Recorded information:
PR #573, opened 2018-12-10
fix #563 add confirmation if file already exist

### LINKED ISSUE #563: When saving to local folder will overwrite files
When saving a episode to Local folder, gpodder doesn't check if a file already exists, and overwrite that file, this happens in the last version 3.10.5

bth:


bth:
I added the filename in the message with this commit: 635e2bb
Continuous integration failed on this file: share/gpodder/extensions/minimize_on_start.py but I didn't change it

elelay:
Nevermind about the check fail. I've fixed it in master.
Thanks,

elelay:
Merged, thanks!

PR #597, opened 2019-01-23
Extend `tagging` extension to modify the id3 version

geoffoxholm:
This PR enables users to modify the `id3` tag version of their podcasts. 

I added support for the `tagging` extension to force the `id3` version (and optionally not change any of the tags). I did this because my car does not support `id3` version `2.4`.


elelay:
Thanks for the submission.
What happens when the filen isn't MP3?

geoffoxholm:
Thanks for the suggestion. The `kwarg` only works if the file is an `mp3`. I've updated the PR to check if the file is of the correct type.

elelay:
Merged, thanks :-)

PR #609, opened 2019-02-18
Remove .ico format icon from hicolor/16x16

bugthing:
The presence of this file was causing the flatpak build to fail.
  https://github.com/flathub/org.gpodder.gpodder/pull/11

Directions: Your task is to write out the lines from the one with "What happens when the filen isn't MP3?" through the end of the records, exactly and with nothing added.

Result for this task:
What happens when the filen isn't MP3?

geoffoxholm:
Thanks for the suggestion. The `kwarg` only works if the file is an `mp3`. I've updated the PR to check if the file is of the correct type.

elelay:
Merged, thanks :-)

PR #609, opened 2019-02-18
Remove .ico format icon from hicolor/16x16

bugthing:
The presence of this file was causing the flatpak build to fail.
  https://github.com/flathub/org.gpodder.gpodder/pull/11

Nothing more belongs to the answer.